Earlier (1992!) by Peter Brimelow: Invisible Victims: White Males and the Crisis of Affirmative Action Revisited

A thread on Twitter about Hungarian vaccine scientist Katalin Karikó, by Dartmouth Economics Professor Paul Novosarad, says that years ago Temple University biochemist Robert Suhadolnik, who died in 2016, tried to have her deported when she tried to leave Temple for Johns Hopkins:

That’s when she made her first mistake as an academic. Karikó accepted a better-paid position at Johns Hopkins University but didn’t think to give Suhadolnik prior warning that she was seeking a new job. When he heard about the offer, he became furious, vowing to do whatever he could to stop his protégée from leaving. In a difficult meeting with Karikó, he made it clear she had two career choices. “You can work in my lab or go home,” he told her. Suhadolnik followed through on his threat, telling a local immigration office that she was living in the country illegally and should be deported. Karikó and her husband had to hire an expensive lawyer to fight the extradition order. By then, Johns Hopkins had withdrawn its offer, wary of hiring a suspected fugitive. Suhadolnik continued bad-mouthing Karikó, making it impossible for her to get a new position.

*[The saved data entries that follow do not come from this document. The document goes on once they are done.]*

PR #10528, opened 2024-06-01
Desktop: Fix importing completed tasks

personalizedrefrigerator:
# Summary

Previously, tasks with `completed?: yes` were imported as incomplete tasks (with `completed_time: 0`). This was caused by incorrect use of JavaScript's `in` with arrays.

This pull request fixes an issue observed while testing https://github.com/laurent22/joplin/pull/10448.

# Testing

This pull request adds two new automated tests:
- A test that covers the case where a task has `completed?: yes` and there is no `user_updated_time`. 
- A test that covers the case where `completed?` is not present (the note is not a task).
   - None of the existing tests check that `is_todo` is `0` after importing.

The case where `completed?` is `false` is tested by `'should import file and set all metadata correctly'`.

### DIFF
--- a/packages/lib/utils/frontMatter.ts
+++ b/packages/lib/utils/frontMatter.ts
@@ -101,7 +101,7 @@ export const serialize = async (modNote: NoteEntity, tagTitles: string[]) => {
 };
 
 function isTruthy(str: string): boolean {
-	return str.toLowerCase() in ['true', 'yes'];
+	return ['true', 'yes'].includes(str.toLowerCase());
 }
 
 // Enforces exactly 2 spaces in front of list items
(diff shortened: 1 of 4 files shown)


packages/lib/utils/frontMatter.ts
```diff
@@ -227,7 +227,7 @@ export const parse = (note: string): ParsedMeta => {
 	if (metadata.is_todo) {
 		if (isTruthy(md['completed?'])) {
 			// Completed time isn't preserved, so we use a sane choice here
-			metadata['todo_completed'] = metadata['user_updated_time'];
+			metadata['todo_completed'] = metadata['user_updated_time'] ?? Date.now();
```
personalizedrefrigerator, line 230: Previously, if `updated_time` wasn't set, `todo_completed` would be set to `undefined`. This resulted in tasks being marked as incomplete, even if `completed?` was set to `yes`.

PR #10541, opened 2024-06-04
Windows: Fixes #10525: Prevent notes with titles that differ only in case from being overwritten when exporting

### LINKED ISSUE #10525: Joplin MD exporter - data loss due to note titles
### Operating system

Windows

### Joplin version

2.13.8

### Desktop version info

Joplin 2.13.8 (prod, win32)

Client ID: 2d7ee8695f5946a29c1ac1e822d1e571
Sync Version: 3
Profile Version: 44
Keychain Supported: Yes

Revision: 604dcbc

Favorites: 1.3.0

### Current behaviour

When exporting to MD:

If you export to the same location twice, it will rename everything with a `-1` suffix. It should probably warn the user instead or abort and require a clean location.

If you export two notes with the same title but different capitalisation, one will overwrite the other. I imagine this is due to windows file system limitations. However, given the above behaviour of explicitly adding a `-1` suffix, you'd expect the same instead of silently overwriting the note.

### Expected behaviour

Provide user feedback if the export location has existing files.

Don't overwrite notes and loose data.

### Logs

_No response_

personalizedrefrigerator:
# Summary

Windows filesystem paths are case-insensitive. This was not taken into account when comparing with reserved filenames in `fsDriver.findUniqueFilename`.

Fixes #10525.

# Testing plan

This pull request contains an automated test. 

This can also be tested with the following steps:
1. Create a notebook, `test`.
2. Add two notes to the notebook. Title them `a` and `A`.
3. Export everything as markdown (File > Export all > MD - Markdown).
4. Verify that the exported `test` folder contains two files `a.md` and `A-1.md`.

This has been tested successfully on Windows 11.

### DIFF
--- a/packages/lib/fs-driver-base.ts
+++ b/packages/lib/fs-driver-base.ts
@@ -3,7 +3,6 @@ import Setting from './models/Setting';
 import { filename, fileExtension } from './path-utils';
 const md5 = require('md5');
 import { Buffer } from 'buffer';
-import shim from './shim';
 
 export interface Stat {
 	birthtime: Date;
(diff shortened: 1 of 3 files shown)


packages/lib/fs-driver-base.ts
```diff
@@ -152,13 +153,28 @@ export default class FsDriverBase {
 		}
 		let counter = 1;
 
+		// On Windows, ./FiLe.md and ./file.md are equivalent file paths.
+		const caseSensitiveCompare = !shim.isWindows();
+		if (!caseSensitiveCompare) {
+			// Simplify case-insensitive comparison by lowercasing all reserved names
+			// early.
+			reservedNames = reservedNames.map(name => name.toLowerCase());
+		}
```
personalizedrefrigerator: Avoid having a special case here. *Always* use case insensitive comparison so that exports can be safely copied to Windows.

PR #10544, opened 2024-06-05
Mobile: Settings screen: Show touch feedback when pressing a tab

personalizedrefrigerator:
# Summary

This pull request adds an interaction effect to the tabs in settings using the [TouchableRipple](https://callstack.github.io/react-native-paper/docs/components/TouchableRipple/) component. On Android, this is a ripple effect. On iOS, this changes the background color of the view.

Previously, settings tabs on mobile lacked touch feedback. This is different from most other pressable actions in Joplin's mobile app, which change opacity, background, or show a ripple effect when touched. 

**Possible alternative**: Use `TouchableOpacity` instead of `TouchableRipple`.

# Screen recording

https://github.com/laurent22/joplin/assets/46334387/1a866caf-e582-468c-b1ee-abf38a8cc303

# Testing plan

Android 13:
1. Enable TalkBack.
2. Touch one of the buttons in the sidebar.
3. Verify that TalkBack reads the selected tab as "selected" and tabs as "tabs". (For example, "selected, Tools, logs profiles sync status, tab").
4. Disable TalkBack.
5. Touch a tab in the sidebar.
6. Verify that feedback is shown while switching tabs.

iOS 17:
1. Click on a tab in settings.
2. Verify that that tab is opened.
3. Long-press on a tab in settings.
4. Verify that the background color changes (the interaction effect).

### DIFF
--- a/packages/app-mobile/components/screens/ConfigScreen/SectionSelector.tsx
+++ b/packages/app-mobile/components/screens/ConfigScreen/SectionSelector.tsx
@@ -3,10 +3,11 @@ import * as React from 'react';
 import Setting, { AppType, SettingMetadataSection, SettingSectionSource } from '@joplin/lib/models/Setting';
 import { FunctionComponent, useEffect, useMemo, useState } from 'react';
 import { ConfigScreenStyles } from './configScreenStyles';
-import { FlatList, Text, Pressable, View, ViewStyle } from 'react-native';
+import { FlatList, Text, View, ViewStyle } from 'react-native';
 import { settingsSections } from '@joplin/lib/components/shared/config/config-shared';
 import Icon from '../../Icon';
 import { _ } from '@joplin/lib/locale';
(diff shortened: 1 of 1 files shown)


packages/app-mobile/components/screens/ConfigScreen/SectionSelector.tsx
```diff
@@ -46,35 +47,38 @@ const SectionSelector: FunctionComponent<Props> = props => {
...
-						{label}
-					</Text>
-					<Text
-						style={styles.sidebarButtonDescriptionText}
-						numberOfLines={1}
-						ellipsizeMode='tail'
-					>
-						{shortDescription ?? ''}
-					</Text>
+				<View
```
personalizedrefrigerator, line 56: A `TouchableRipple` can have only one direct child. As such, its contents are now wrapped in a `View`.

PR #10546, opened 2024-06-05
Desktop: Fixes: #10030: Prevent application from crashing when the syncInfoCache is corrupted

### LINKED ISSUE #10030: Corrupted syncInfoCache would crash the app on startup
### Operating system

Windows

### Joplin version

2.14

### Desktop version info

_No response_

### Current behaviour

I don't understand how it could happen but if the syncInfoCache setting value is corrupted, the app crashes on startup.

image

ref: https://discourse.joplinapp.org/t/fatal-error-unterminated-string-in-json-at-position-4423/36354/2

### Expected behaviour

_No response_

### Logs

_No response_

pedr:
Fixes: https://github.com/laurent22/joplin/issues/10030

It was reported that one user had a setting `syncInfoCache` content corrupted. While the cause seems to be external (user device is faulty) in this PR I'm addressing the crashing that is happening because of this problem.

To fix it I'm changing the default behavior of `SyncInfo.load()` method to use default values if it crashes during the `JSON.parse`.

### Testing

I added two automated tests, one to check if the application is not crashing when it gets an invalid JSON and the other to check the default values that are being used if this happens.

I also made some manual tests, but I'm not familiar with how SyncInfo is used so there might be more cases that I didn't think of testing.

Manual testing that I did:

- Synched to Joplin Server with some notes
- Changed the value inside the `localSyncInfo` to emulate the problem:

- Change the `SyncInfo.load()` to stop crashing
- Deleted some notes
- Synched with server again and everything seems to be in order

### DIFF
--- a/packages/lib/services/synchronizer/syncInfoUtils.ts
+++ b/packages/lib/services/synchronizer/syncInfoUtils.ts
@@ -13,6 +13,44 @@ const fastDeepEqual = require('fast-deep-equal');
 
 const logger = Logger.create('syncInfoUtils');
 
+type MasterKey = {
+	created_time: number;
+	encryption_method: number;
+	hasBeenUsed: boolean;
+	id: string;
+	source_application: string;
+	updated_time: number;
+};
+
+type PPK = {
+	createdTime: number;
+	id: string;
+	keySize: number;
+	privateKey: {
+		ciphertext: string;
+		encryptionMethod: number;
+	};
+	publicKey: string;
+};
+
+type SyncInfoParsed = {
+	activeMasterKeyId: {
+		updatedTime: number;
+		value: string;
+	};
+	appMinVersion: string;
+	e2ee: {
+		updatedTime: number;
+		value: boolean;
+	};
+	masterKeys: MasterKey[];
+	ppk: {
+		updatedTime: number;
+		value: PPK;
+	};
+	version: number;
+};
+
 export interface SyncInfoValueBoolean {
 	value: boolean;
 	updatedTime: number;
@@ -269,7 +307,7 @@ export class SyncInfo {
 
 	public load(serialized: string) {
 		// eslint-disable-next-line @typescript-eslint/no-explicit-any -- Old code before rule was applied
-		let s: any = {};
+		let s = SyncInfo.defaultValues;
 		try {
 			s = JSON.parse(serialized);
 		} catch (error) {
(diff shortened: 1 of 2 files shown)


packages/lib/services/synchronizer/syncInfoUtils.ts
```diff
@@ -13,6 +13,44 @@ const fastDeepEqual = require('fast-deep-equal');
...
+		updatedTime: number;
+		value: boolean;
+	};
+	masterKeys: MasterKey[];
+	ppk: {
+		updatedTime: number;
+		value: PPK;
+	};
+	version: number;
+};
```
laurent22: As discussed, all this needs to be removed since we obviously can't have the sync info being defined twice.

When JSON parsing fails, isn't it possible to set this info to an empty value and let the class initialise it automatically?

laurent22: @pedr, not sure if you saw this comment. The SyncInfo should not be defined twice (it's already defined as class). And same comment - why is it not possible to set it to an empty value somewhere and let the existing code set the default values?

pedr: Sorry, laurent, I don't think i understand what you mean.

Do you mean that  `s`  should have the `SyncInfo` type? I don't think that is possible since `SyncInfo` (the class) have methods for `e2ee`, `activeMasterKeyId` and `ppk`, which is incompatible with how we are using `s`.

E.g.: If we set `let s = new SyncInfo()` then we are saying that `s.e2ee` will return a boolean which is not what `e2ee_` expects.

```ts


	public constructor(serialized: string = null) {
		this.e2ee_ = { value: false, updatedTime: 0 };
...

	public load(serialized: string) {
		let s: SyncInfoParsed = {};
		try {
			s = JSON.parse(serialized);
		} catch (error) {
			logger.error(`Error parsing sync info, using default values. Sync info: ${JSON.stringify(serialized)}`, error);
		}
		this.version = 'version' in s ? s.version : 0;
		this.e2ee_ = 'e2ee' in s ? s.e2ee : { value: false, updatedTime: 0 };

....

	public get e2ee(): boolean {
		return this.e2ee_.value;
	}

```

laurent22: Ok I think I understand now. You've created this type because previously `s` was `any`, is that right? Indeed we should probably remove `any`. However in this case we don't know the type. It's probably the sync info, or it could be a random string, or an empty string. What if you set the type to `unknown` - would that solve the issue without having this duplicate type information?

pedr: `unknown` doesn't work because it will assign unknown to all values that we derive from `s`, which is incompatible with `SyncInfo`. I think if we don't want to duplicate the typing information we should keep using `any` since it is the more permissive type.

laurent22: Then use type assertion?

laurent22:
Looks good now, thanks Pedro!

PR #10548, opened 2024-06-06
Server: Refactor login request limiter to be also used as MFA request limiter

pedr:
I'm refactoring the `limiterLoginBruteForce` function to accept other RateLimiter configurations, which we can then use in Joplin Cloud as a limiter to the endpoint related to multi-factor authentication.

### Testing

Since it is a refactor, it should still work as before. 
Manual testing can be done by:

Novosarad goes on to quote, with screenshots from a book about the development of mRNA vaccines by Gregory Zuckerman, A Shot To Save The World.

I got the book and am quoting it below, in blockquotes with emphases added:

In 1985, Karikó decided to move to the United States, though she and [her husband] Francia barely spoke English. They bought one-way tickets, hoping to force themselves to persevere in their new home, rather than consider returning to Hungary. Boarding a flight in Budapest, Karikó was more nervous than most new immigrants. The Hungarian government prohibited citizens from leaving the country with much cash, so Karikó had sewed the family’s savings — about twelve hundred dollars, the proceeds from the sale of their car — into a hole she had carved in the stomach of a teddy bear held by her two-year-old daughter, Susan. The toy escaped notice and the cash was all the family had to rely on when they touched down in New York to restart their life.…

It’s an inspiring story, if you like, but I don’t see anything about her getting a Green Card:

Karikó found a position working in the laboratory of Robert Suhadolnik, a professor in the biochemistry department at Temple University School of Medicine working on AIDS treatments. Money was tighter than she had expected. Karikó made seventeen thousand dollars a year, while Francia, who was unable to find an engineering position, made about the same as a facilities manager for a local apartment complex, where he fixed heating and water systems. Their own apartment didn’t have a washing machine, so every few days Karikó lugged the family’s laundry to the basement of a nearby building.…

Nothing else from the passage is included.